Chicago | Reuters –– U.S. soybeans closed mostly higher on Wednesday as good near-term demand and firm cash soymeal prices enticed bargain hunters after earlier pressure stemming from technical selling and improving South American crop prospects.
Corn rose modestly for a second consecutive day as frigid weather around the U.S. Midwest curbed grain movement and amid concerns about a smaller Argentine crop following hot weather earlier this month.
Soft red winter wheat futures ended slightly lower while hard red winter wheat rose for the first time in three sessions on improving export demand.
“Beans recovered on short-covering due to improving soybean meal prices,” said Tom Fritz, a partner with Global Commodity Analytics.
“The meal market has been the driving force for beans for a while and our soybean demand is quite good, not only from an export standpoint, but from a domestic usage standpoint.”
A cold snap stretching from the Plains to the East Coast supported soymeal demand this week as livestock tend to burn more calories when staying warm.
Chicago Board of Trade March soybean futures closed a penny lower at $12.79-1/2 a bushel after hitting a session low of $12.72 — the lowest level for a front-month contract since November (all figures US$). Deferred contracts, however, ended one to four cents higher.
March fell below its 200-day moving average of $12.76-1/4 during the session, which added to earlier selling pressure, but closed above that level.

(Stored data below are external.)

PR #30252, opened 2025-06-16
feat(scaffolder-github): Allow file deletion in pull requests

fearphage:

This adds the ability to delete files in GitHub pull requests. Files are marked for deletion based on file contents being set to a user-supplied sentinel value. The implementation of this is a bit odd/unexpected. The _why_ is explained below in the "background" section. 

To delete a file, you need to set its contents to a special "deletion marker" (read: sentinel value). I made the minimum length of this 33 characters since UUID's are 32 characters and some files only contain UUID's and that's a perfectly valid file contents. I didn't go with empty file contents since some files are intentionally left empty. So if you have a file that contains this sentinel value, it will be deleted in the pull request.

### Background - Why Implement it this way?

The implementation is bit odd, because of the way Backstage handles pull requests. Backstage currently only does something similar to a "sparse checkout" of the files that you plan to change. This means the absence of a file does not mean it should be deleted. So I needed a way to know a file that exists  on disk should be deleted. I went with "magic" file contents. **I'm open to other suggestions**, but this is the best thing I came up with at the time.

### DIFF
--- a/plugins/scaffolder-backend-module-github/src/actions/githubPullRequest.ts
+++ b/plugins/scaffolder-backend-module-github/src/actions/githubPullRequest.ts
@@ -27,7 +27,10 @@ import {
 } from '@backstage/plugin-scaffolder-node';
 import { Octokit } from 'octokit';
 import { CustomErrorBase, InputError } from '@backstage/errors';
-import { createPullRequest } from 'octokit-plugin-create-pull-request';
+import {
+  createPullRequest,
+  DELETE_FILE,
+} from 'octokit-plugin-create-pull-request';
 import { getOctokitOptions } from '../util';
 import { examples } from './githubPullRequest.examples';
 import {
@@ -143,6 +146,15 @@ export const createPublishGithubPullRequestAction = (
           z.string({
             description: 'The name for the branch',
           }),
+        deletionMarker: z =>
+          z
+            .string({
+              description: 'Contents of files that will be deleted',
+            })
+            .min(33, {
+              message: 'deletion marker must be at least 33 characters long',
+            })
+            .optional(),
         targetBranchName: z =>
           z
             .string({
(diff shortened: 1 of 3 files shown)


fearphage:
> I wouldn't be too opposed to passing in a paths that should be removed from a PR instead in the Action, rather than setting the content to the delete marker.

@benjdlambert Started implementing this change, but then I came to a fork in the road. There are two ways to handle the `filesToDelete` list:

1. When looping through the list of files in the "sparse checkout" and I come across one that's on the list of `filesToDelete`, I delete it.
1. I just append the list of file changes with `filesToDelete` no matter what else is going on.

I started down the path of the first implementation, but then I wrote a test where I added a file to `filesToDelete`, but that file didn't exist in the "sparse checkout" so I'm wondering how to handle that behavior. Option 2 takes that option out of my hands entirely and will blindly delete files no matter what else is going on.

Thoughts?

EDIT: I went with option 2 for simplicity and lack of ambiguity.

plugins/scaffolder-backend-module-github/src/actions/githubPullRequest.ts
```diff
@@ -343,6 +353,18 @@ export const createPublishGithubPullRequestAction = (
         ]),
       );
 
+      if (filesToDelete) {
```
benjdlambert: Instead of using `Object.assign` here, can we just update the `files` assignment to something like this:


```ts
const files = Object.fromEntries([
...directoryContents.map((file) => ...),
...filesToDelete.map((file) => ... ),
])
```

Thinking that's a bit cleaner?

fearphage: Sounds good to me. I had to make a slight tweak since the param is optional and also I added a note to make sure others think about the order of operations in the future while they're changing this code.

fearphage:
> Will you be adding this feature to other providers?

@schultzp2020 No plans to do so. I'm not familiar with the providers.

benjdlambert (approved):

Still, prices remained anchored by improving crop weather in Argentina and near-ideal conditions in Brazil. The two major exporters are both expected to reap bumper harvests this season.
“The weather is just about as nice as it can be for the crop,” said Sterling Smith, analyst with Citigroup.
Ample rains expected in the Argentine grain belt over coming days should help farmers preserve soy yields that had been threatened by recent weeks of extreme dry and hot weather.
CBOT March corn gained 1-1/4 cents, or 0.3 per cent, to $4.26-1/4 a bushel.
CBOT March wheat fell one cent to $5.61-1/4 a bushel while March KCBT wheat gained 3-1/2 cents, or 0.6 per cent, to $6.24-3/4 a bushel.
Frigid weather around the U.S. Midwest this week posed a slight risk of freeze damage to about 15 per cent of the region’s soft red winter wheat crop, primarily in Missouri and Illinois, an agricultural meteorologist said Wednesday.
The harsh conditions also slowed farmer deliveries of corn to elevators and processors, which kept cash basis levels firm.
Meanwhile, the recent decline in corn and wheat prices to around three-and-half-year lows encouraged importers to lock in supplies.
Iraq made a rare purchase of 50,000 tonnes of U.S. hard red winter wheat via a larger tender that also included 200,000 tonnes of Australian wheat and 100,000 tonnes of Canadian.
— Karl Plume reports on ag commodity futures for Reuters from Chicago.